An incredibly large number of people around the world – 1.8 million – in an average year are bitten by venomous snakes – and almost 100,000 of them die as a result. Snakebite is a neglected tropical disease affecting millions, and a major cause of death in the tropics – especially among farmers who meet up with snakes in their fields.
The World Health Organization has launched a strategic plan to reduce snakebites by 50% by 2030. An important basis for attaining this goal is expanding relevant scientific research. Previous studies focused on statistical correlates between snakebites and ecological, sociological or environmental factors, but the human and snake behavioral patterns that drive the time-and-space process had not yet been integrated into a single model.

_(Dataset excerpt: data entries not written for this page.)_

PR #741, opened 2021-09-20
Bug fix for net_init code generation on GPUs with OpenACC backend

pramodk:
* net_init was being executed on CPU but it was dereferencing
   gpu pointers on CPU via instance structure
 * Currently there is no support for getting device function pointers
 * As net_init is called from cpu side, a simple approach is to launch
   serial kernel for each invocation of net_init.
 * This is bit inefficient as large number of kernels could be launched.
   But, as this happens only during initialialization, we can use this
   solution for time being.
 * Note that mod2c "get away" by launching kernels on CPU because the
   net_init kernel is just handling spike events and those are handled
   on CPU anyway.

fixes #740

### Before merge

- [x] @olupton to confirm if the hippocampus model runs on the GPU with this PR
- [x] Update docs/clang-format

PR #745, opened 2021-09-29
live debugging for PRs only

Now, an international research group that included researchers from Tel Aviv University (TAU) has created an innovative simulation model for predicting snakebites based on an improved understanding of interactions between farmers and snakes in both time and space.
The researchers studied Sri Lanka, formerly known as Ceylon, an island country in South Asia located in the Indian Ocean, which is a world hotspot for snakebites with some 30,000 cases annually. The scientists developed a model for predicting snakebites based on the behavior patterns of both farmers and snakes.
The research focused on six types of snakes, some among the most venomous in the world (cobra, Russell’s viper, saw-scaled viper, hump-nosed viper, common krait and Ceylon krait), matching them with farmers who grow the three most common crops in the area: rice, tea and rubber. For example, the model predicts that the bites of Russell’s Viper peak in rice fields in February and August, while the Hump-Nosed Viper usually bites in rubber plantations in April and May.
The model could be used in different countries to predict changes in snakebite patterns resulting from climate change in the future. It can, said the team, become a valuable tool for snakebite prevention policies, saving numerous human lives. They published their study in PLoS (Public Library of Science) Neglected Tropical Diseases under the title “Integrating human behavior and snake ecology with agent-based models to predict snakebite in high-risk landscapes.”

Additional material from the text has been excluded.